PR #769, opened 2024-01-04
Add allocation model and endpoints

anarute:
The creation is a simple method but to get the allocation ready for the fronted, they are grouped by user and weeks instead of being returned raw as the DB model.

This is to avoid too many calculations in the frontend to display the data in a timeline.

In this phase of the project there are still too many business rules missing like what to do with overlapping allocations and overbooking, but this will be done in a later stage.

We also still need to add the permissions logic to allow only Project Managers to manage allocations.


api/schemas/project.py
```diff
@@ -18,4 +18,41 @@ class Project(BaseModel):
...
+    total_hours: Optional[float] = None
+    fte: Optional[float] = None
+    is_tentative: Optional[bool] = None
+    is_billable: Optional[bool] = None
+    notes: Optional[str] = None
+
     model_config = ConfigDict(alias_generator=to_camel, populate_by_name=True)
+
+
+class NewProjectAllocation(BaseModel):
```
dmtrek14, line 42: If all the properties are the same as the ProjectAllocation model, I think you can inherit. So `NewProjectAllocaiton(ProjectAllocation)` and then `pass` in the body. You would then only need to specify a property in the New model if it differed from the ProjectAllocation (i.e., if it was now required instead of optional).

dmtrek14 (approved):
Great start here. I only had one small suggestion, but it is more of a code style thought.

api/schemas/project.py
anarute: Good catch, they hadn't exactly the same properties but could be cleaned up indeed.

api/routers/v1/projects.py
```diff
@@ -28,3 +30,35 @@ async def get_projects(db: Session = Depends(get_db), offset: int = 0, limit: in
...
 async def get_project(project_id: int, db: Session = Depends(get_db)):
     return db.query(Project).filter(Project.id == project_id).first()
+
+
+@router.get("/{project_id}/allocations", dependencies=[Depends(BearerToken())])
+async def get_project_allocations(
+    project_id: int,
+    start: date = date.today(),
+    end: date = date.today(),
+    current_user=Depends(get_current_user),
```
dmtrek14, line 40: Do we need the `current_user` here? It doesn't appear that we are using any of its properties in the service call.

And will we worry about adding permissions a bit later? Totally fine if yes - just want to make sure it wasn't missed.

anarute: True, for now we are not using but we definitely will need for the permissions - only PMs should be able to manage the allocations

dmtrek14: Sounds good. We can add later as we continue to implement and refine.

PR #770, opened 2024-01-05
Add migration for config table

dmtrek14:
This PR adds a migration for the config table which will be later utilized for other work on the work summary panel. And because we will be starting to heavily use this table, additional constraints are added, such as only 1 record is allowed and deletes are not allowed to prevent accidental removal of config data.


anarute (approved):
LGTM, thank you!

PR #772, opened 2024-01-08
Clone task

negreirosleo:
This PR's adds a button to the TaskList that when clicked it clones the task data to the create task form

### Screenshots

==

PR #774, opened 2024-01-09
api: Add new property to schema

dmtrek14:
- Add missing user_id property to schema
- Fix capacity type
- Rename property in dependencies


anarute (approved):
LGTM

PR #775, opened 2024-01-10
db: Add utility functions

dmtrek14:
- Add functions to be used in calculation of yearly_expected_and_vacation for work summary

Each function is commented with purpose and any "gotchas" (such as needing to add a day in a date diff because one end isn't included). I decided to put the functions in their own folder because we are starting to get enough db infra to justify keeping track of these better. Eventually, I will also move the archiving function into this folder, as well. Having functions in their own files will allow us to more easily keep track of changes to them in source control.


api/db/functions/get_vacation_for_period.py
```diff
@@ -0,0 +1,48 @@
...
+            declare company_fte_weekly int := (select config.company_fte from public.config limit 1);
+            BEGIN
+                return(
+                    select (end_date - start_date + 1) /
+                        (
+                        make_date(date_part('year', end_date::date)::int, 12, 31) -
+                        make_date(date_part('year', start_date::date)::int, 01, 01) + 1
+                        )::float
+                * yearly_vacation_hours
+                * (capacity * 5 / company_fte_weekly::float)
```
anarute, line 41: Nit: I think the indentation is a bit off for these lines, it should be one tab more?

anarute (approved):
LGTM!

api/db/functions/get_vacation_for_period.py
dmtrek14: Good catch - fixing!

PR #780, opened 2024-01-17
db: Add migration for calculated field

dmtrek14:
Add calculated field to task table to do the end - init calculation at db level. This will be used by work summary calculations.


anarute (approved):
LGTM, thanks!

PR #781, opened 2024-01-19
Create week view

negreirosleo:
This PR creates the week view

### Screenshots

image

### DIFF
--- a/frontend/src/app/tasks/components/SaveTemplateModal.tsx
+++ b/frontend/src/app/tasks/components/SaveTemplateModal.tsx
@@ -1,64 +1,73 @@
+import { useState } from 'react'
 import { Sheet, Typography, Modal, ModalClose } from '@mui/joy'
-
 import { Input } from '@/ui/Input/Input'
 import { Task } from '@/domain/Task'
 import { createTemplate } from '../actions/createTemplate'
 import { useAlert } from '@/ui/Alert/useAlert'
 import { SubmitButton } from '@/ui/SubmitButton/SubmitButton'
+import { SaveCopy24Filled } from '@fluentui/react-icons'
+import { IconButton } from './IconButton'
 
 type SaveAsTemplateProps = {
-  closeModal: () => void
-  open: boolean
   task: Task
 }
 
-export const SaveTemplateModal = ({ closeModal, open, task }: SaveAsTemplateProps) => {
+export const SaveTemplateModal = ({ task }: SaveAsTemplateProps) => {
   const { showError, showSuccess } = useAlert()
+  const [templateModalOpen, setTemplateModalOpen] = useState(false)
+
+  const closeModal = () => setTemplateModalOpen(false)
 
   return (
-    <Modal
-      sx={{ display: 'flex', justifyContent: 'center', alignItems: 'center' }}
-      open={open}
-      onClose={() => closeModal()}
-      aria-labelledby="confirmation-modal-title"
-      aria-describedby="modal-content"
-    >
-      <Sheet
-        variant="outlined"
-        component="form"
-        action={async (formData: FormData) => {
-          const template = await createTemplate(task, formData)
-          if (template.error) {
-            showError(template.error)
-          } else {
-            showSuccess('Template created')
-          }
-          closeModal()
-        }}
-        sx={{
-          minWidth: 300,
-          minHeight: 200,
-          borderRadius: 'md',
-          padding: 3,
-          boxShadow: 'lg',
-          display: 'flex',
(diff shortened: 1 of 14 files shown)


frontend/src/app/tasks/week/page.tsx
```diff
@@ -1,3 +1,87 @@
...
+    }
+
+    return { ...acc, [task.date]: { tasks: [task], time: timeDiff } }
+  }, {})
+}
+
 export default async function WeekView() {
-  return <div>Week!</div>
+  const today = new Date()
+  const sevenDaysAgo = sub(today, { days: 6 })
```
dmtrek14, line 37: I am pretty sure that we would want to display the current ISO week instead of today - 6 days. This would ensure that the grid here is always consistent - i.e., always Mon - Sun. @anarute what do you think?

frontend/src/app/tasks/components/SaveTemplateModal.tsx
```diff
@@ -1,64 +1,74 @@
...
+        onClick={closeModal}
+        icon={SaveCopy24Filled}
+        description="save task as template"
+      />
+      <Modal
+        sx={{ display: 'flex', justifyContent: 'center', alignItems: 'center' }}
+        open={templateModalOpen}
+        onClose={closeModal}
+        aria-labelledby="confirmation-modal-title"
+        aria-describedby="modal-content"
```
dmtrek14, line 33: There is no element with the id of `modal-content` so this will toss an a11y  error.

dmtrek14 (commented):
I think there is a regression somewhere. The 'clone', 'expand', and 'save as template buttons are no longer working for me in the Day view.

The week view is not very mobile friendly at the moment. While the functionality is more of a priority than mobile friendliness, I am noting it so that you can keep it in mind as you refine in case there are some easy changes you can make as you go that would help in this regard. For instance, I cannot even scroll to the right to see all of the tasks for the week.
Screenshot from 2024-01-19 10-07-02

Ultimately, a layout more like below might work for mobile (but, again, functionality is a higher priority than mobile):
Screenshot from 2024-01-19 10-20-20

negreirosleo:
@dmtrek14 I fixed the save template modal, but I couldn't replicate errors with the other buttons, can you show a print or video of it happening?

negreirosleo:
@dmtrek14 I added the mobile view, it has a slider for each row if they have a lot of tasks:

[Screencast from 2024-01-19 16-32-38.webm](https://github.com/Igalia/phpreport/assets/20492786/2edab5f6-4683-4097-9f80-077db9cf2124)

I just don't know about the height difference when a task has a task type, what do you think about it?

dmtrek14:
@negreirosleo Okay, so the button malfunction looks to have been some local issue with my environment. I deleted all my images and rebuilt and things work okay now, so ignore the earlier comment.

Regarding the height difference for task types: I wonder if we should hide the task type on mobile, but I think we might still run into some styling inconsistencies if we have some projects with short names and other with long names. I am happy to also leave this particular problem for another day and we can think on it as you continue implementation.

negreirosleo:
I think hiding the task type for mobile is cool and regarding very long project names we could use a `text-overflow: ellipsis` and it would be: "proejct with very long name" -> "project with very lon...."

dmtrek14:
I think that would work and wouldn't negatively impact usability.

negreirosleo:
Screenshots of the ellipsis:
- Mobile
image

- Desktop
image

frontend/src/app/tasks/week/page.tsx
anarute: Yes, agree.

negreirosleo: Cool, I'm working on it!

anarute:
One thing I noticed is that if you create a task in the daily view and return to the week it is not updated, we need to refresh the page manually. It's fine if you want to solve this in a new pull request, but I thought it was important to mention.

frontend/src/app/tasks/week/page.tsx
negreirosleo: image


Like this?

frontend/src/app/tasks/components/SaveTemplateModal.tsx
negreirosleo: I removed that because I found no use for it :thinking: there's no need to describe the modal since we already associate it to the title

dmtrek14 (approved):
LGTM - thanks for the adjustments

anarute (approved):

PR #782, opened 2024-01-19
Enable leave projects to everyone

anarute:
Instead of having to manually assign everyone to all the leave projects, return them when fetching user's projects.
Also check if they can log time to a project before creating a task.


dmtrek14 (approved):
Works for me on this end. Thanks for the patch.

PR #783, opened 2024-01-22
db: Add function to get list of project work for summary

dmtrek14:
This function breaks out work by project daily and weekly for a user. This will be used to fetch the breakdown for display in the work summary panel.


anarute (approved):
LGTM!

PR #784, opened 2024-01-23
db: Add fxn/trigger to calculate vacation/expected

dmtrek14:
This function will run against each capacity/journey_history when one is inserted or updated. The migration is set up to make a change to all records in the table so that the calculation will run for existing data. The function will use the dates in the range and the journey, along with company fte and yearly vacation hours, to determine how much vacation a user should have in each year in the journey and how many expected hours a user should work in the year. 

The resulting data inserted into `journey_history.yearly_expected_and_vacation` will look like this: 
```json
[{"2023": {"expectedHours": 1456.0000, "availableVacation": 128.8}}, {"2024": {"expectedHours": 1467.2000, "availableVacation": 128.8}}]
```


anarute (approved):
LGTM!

---

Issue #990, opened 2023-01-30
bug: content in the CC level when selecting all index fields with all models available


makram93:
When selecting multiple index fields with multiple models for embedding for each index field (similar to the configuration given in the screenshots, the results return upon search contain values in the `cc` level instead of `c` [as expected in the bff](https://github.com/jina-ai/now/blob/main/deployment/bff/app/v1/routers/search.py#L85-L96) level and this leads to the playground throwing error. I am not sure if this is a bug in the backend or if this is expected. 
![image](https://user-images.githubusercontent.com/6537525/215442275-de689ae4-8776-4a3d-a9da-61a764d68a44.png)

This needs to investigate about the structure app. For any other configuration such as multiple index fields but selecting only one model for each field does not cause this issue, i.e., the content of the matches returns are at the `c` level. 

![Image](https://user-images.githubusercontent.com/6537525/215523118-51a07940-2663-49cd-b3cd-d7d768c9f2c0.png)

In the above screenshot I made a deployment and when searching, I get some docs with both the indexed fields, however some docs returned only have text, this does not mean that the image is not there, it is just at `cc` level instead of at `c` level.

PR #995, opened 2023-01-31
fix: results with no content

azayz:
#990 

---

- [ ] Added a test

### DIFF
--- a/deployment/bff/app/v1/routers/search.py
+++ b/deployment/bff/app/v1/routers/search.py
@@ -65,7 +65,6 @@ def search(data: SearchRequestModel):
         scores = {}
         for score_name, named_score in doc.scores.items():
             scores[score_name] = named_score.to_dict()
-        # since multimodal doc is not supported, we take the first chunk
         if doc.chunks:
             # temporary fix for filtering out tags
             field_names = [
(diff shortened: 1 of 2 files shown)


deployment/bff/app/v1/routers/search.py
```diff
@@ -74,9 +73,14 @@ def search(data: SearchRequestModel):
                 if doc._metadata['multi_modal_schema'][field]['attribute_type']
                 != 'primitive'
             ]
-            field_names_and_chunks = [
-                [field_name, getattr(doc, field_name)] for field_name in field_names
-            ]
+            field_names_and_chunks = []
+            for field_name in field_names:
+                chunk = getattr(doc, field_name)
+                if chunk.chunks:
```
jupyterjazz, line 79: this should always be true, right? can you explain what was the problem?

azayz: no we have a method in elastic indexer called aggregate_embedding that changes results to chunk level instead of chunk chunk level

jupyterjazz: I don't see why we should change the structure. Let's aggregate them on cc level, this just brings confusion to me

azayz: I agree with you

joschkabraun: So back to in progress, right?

◆ Your instructions ◆
From the records above, transcribe without alteration every line from the one with "This needs to" to the one with "PR #995, opened 2023-01-31", inclusive.

◆ Answer for this exercise ◆
This needs to investigate about the structure app. For any other configuration such as multiple index fields but selecting only one model for each field does not cause this issue, i.e., the content of the matches returns are at the `c` level. 

![Image](https://user-images.githubusercontent.com/6537525/215523118-51a07940-2663-49cd-b3cd-d7d768c9f2c0.png)

In the above screenshot I made a deployment and when searching, I get some docs with both the indexed fields, however some docs returned only have text, this does not mean that the image is not there, it is just at `cc` level instead of at `c` level.

PR #995, opened 2023-01-31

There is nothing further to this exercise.